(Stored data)
· · · ·

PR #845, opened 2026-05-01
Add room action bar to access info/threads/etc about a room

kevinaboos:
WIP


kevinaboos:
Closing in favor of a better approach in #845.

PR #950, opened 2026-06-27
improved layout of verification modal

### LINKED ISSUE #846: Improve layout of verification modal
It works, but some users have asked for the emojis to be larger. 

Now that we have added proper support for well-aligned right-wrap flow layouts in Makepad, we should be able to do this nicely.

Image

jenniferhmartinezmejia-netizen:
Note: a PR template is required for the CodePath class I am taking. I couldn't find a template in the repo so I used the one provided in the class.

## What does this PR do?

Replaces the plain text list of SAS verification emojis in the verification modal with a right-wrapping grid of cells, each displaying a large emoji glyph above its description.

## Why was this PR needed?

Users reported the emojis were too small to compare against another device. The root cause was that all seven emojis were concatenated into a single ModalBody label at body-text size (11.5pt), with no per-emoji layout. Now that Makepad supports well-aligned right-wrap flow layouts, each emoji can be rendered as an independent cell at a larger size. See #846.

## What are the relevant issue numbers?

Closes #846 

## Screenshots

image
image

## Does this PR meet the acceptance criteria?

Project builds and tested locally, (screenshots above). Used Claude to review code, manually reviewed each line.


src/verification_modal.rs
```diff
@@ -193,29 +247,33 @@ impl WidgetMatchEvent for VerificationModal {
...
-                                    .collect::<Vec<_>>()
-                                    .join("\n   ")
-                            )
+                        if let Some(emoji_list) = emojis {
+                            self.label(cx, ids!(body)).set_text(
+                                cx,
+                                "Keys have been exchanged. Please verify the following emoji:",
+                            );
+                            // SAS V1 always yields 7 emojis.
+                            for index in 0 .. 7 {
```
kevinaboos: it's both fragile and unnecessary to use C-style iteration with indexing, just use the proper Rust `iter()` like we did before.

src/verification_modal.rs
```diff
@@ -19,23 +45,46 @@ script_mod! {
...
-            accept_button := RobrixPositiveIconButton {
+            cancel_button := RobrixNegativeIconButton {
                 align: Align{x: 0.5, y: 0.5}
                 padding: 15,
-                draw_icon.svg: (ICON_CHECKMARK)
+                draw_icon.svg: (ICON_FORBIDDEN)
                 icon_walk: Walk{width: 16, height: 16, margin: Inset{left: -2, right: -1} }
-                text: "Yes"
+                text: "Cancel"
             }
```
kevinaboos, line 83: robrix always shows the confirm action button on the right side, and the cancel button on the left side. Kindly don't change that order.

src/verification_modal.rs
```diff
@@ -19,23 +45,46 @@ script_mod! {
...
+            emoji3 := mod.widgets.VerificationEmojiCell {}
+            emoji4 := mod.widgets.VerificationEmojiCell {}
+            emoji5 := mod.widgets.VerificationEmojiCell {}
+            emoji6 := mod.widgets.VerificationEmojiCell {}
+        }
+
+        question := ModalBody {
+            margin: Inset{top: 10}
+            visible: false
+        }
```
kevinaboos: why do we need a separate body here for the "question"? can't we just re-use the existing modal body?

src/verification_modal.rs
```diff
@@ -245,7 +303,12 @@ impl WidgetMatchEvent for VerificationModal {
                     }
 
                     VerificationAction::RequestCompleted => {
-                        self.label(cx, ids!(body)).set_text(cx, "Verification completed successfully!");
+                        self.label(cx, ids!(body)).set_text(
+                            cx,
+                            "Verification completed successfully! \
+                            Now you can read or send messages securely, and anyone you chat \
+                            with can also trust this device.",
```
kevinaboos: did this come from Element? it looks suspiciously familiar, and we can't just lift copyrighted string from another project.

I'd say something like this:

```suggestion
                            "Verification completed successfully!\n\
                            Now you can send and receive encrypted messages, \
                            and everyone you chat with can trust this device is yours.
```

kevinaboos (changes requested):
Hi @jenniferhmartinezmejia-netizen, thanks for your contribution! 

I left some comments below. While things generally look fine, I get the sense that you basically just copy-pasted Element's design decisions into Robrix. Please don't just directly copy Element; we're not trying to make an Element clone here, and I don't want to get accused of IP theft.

· · · ·

Search the entries for the string "impl" and return each line where it turns up.

(Answer box):
@@ -193,29 +247,33 @@ impl WidgetMatchEvent for VerificationModal {
@@ -245,7 +303,12 @@ impl WidgetMatchEvent for VerificationModal {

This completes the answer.